The North and the South had been divided for many years over the issue of slavery. The Southern economy was based largely upon cotton, which was grown on large farms called plantations. Enslaved African Americans did most of the work on the plantations. The Northern economy relied more on manufacturing and used paid workers.
Neither the North nor the South wanted the other’s ideas to spread to U.S. territories in the West. Northern states wanted to stop the spread of slavery. But Southern states believed that the U.S. government did not have the right to decide whether slavery should be allowed in a state or territory.
Several political compromises had averted civil war but failed to settle the slavery issue. For example, the Missouri Compromise of 1820 allowed Missouri admission as a slave state and Maine as a free state, with slavery prohibited from then on in territories north of Missouri’s southern border. Such compromises highlighted the sectional divisions over slavery.

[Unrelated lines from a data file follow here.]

PR #16126, opened 2019-10-25
Change checkout button wording

### LINKED ISSUE #15854: Replace the wording of the checkout button
**Is your feature request related to a problem? Please describe**
Issue described by @rdy4ever [here](https://github.com/PrestaShop/PrestaShop/issues/15406#issuecomment-531472765): "If you ask me, _Order with an obligation to pay_ button scares more customers than this kind of checkout process. The text on the button should be just _Complete order_ or _Finish order_. The term 'obligation' has no place here.

I’m pretty sure you cannot force anyone to pay the order just because they use your check-out - legally speaking. Until the very last moment when they actually pay for the merchandise (cash, card, bank wire, etc.) they are at the liberty to default on the payment and/or refuse to receive the order. And if they have any doubt about their rights, that text on the button will only make them go away."

It turns out we can modify this wording, I've checked the legal team and it is not mandatory; the only requirement is that the client must be aware of his/her obligation to pay but it doesn't have to be written inside the button, it can be displayed in the terms & conditions pages. But that is to be mentioned on the merchant's side, not ours.

So I suggest _Place order_ (localized in both _Shop.Theme.Actions_ and _Shop.Theme.Checkout_ domains) instead. :-)

atomiix:
| Questions     | Answers
| Branch?       | develop
| Description?  | Change the checkout button wording
| Type?         | improvement
| Category?     | FO
| BC breaks?    | no
| Deprecations? | no
| Fixed ticket? | Fixes #15854
| How to test?  | Order a product, see the last button in the checkout process when using check or bank wire payment method

---
This change is [Reviewable](https://reviewable.io/reviews/prestashop/prestashop/16126)

### DIFF
--- a/themes/classic/templates/checkout/_partials/steps/payment.tpl
+++ b/themes/classic/templates/checkout/_partials/steps/payment.tpl
@@ -128,7 +128,7 @@
   <div id="payment-confirmation">
     <div class="ps-shown-by-js">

Dred Scott, an enslaved African American, had resided in slave states (Virginia and Missouri) as well as in a free state (Illinois) and a free territory (the Wisconsin Territory). He ultimately sued for his freedom on the grounds that his residence on free soil had liberated him from the bonds of slavery.
Abolitionists aided Scott’s effort. Francis Murdoch, for example, helped launch the lawsuits of Scott and his wife, Harriet Scott.

Effects

The U.S. Supreme Court’s ruling in the Dred Scott case struck down the Missouri Compromise as unconstitutional, maintaining that Congress had no power to forbid or abolish slavery in the territories.
The doctrine of popular sovereignty as articulated in the Kansas-Nebraska Act (1854)—whereby the people of each federal territory would have the power to decide whether the territory would enter the Union as a free or a slave state—was also invalidated by the ruling.
The opinion of Chief Justice Roger B. Taney further declared African Americans were not and could never be citizens of the United States.
The Supreme Court’s denial of Scott’s plea immediately became a violently divisive issue in national politics. It provoked outrage in the antislavery North. At the same time the ruling was celebrated in the South. “The Southern opinion upon the subject of Southern slavery,” trumpeted one Georgia newspaper, “is now the supreme law of the land.” The Dred Scott decision thus increased tensions and pushed the country closer toward the outbreak of the American Civil War (1861–65).
The decision also brought about the destruction of the reputation of Chief Justice Taney, who is remembered now almost solely for the blatantly proslavery decision he wrote and for his demeaning comments about African Americans. When Taney died in 1864, he was roundly denounced and vilified in the North, with Republican Senator Charles Sumner of Massachusetts predicting that “the name of Taney is to be hooted down the page of history.”
Despite the ruling, many Northern courts and politicians rejected the Dred Scott decision as binding. In several states legislatures resolved to prohibit slavery in any form from crossing onto their soil and enacted legislation freeing slaves passing within their borders.
After the American Civil War Congress, in 1865, passes the Thirteenth Amendment to the Constitution formally ending slavery in the United States.